§ HOW TO COMPLETE THIS TASK
Where the listing below reaches the line containing "Awesome, thanks @LinkinStars.", start writing out lines exactly, and stop once the line containing "Just activated it, thx." has been written.

§ MATERIAL FOR THIS TASK
= Beginning of Section =
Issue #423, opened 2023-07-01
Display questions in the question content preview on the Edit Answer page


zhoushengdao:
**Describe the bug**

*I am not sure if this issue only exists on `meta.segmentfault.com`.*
= End of Section =
= Beginning of Section =
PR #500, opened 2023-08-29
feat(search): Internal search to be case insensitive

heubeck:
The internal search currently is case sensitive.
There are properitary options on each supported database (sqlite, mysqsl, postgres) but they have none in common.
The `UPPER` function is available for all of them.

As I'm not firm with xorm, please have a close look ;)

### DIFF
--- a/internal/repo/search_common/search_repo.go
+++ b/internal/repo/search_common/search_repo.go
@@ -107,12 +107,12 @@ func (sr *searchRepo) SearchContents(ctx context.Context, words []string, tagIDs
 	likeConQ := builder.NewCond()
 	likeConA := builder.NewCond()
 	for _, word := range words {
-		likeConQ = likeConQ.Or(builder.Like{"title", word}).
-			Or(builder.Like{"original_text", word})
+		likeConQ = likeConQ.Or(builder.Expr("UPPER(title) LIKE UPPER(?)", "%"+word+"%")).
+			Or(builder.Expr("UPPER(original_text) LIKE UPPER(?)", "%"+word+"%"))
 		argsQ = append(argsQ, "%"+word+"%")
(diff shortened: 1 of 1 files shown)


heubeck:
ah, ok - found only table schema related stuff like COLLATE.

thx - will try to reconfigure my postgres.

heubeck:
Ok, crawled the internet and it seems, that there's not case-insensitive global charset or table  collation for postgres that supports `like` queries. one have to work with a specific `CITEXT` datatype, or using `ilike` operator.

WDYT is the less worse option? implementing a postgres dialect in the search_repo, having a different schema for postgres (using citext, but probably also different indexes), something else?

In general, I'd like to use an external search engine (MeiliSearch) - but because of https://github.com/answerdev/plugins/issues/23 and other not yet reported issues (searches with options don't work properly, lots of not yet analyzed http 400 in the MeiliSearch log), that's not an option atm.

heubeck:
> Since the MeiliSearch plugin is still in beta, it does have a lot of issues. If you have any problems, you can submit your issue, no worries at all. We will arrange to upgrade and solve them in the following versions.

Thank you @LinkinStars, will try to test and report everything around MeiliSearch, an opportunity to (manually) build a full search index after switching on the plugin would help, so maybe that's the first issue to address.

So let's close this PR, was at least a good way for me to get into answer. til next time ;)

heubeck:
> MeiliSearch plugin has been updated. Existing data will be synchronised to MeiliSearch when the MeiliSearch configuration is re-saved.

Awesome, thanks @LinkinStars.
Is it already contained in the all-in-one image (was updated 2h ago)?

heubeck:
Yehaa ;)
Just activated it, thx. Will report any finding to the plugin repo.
= End of Section =
§ THE COMPLETED TASK
Awesome, thanks @LinkinStars.
Is it already contained in the all-in-one image (was updated 2h ago)?

heubeck:
Yehaa ;)
Just activated it, thx. Will report any finding to the plugin repo.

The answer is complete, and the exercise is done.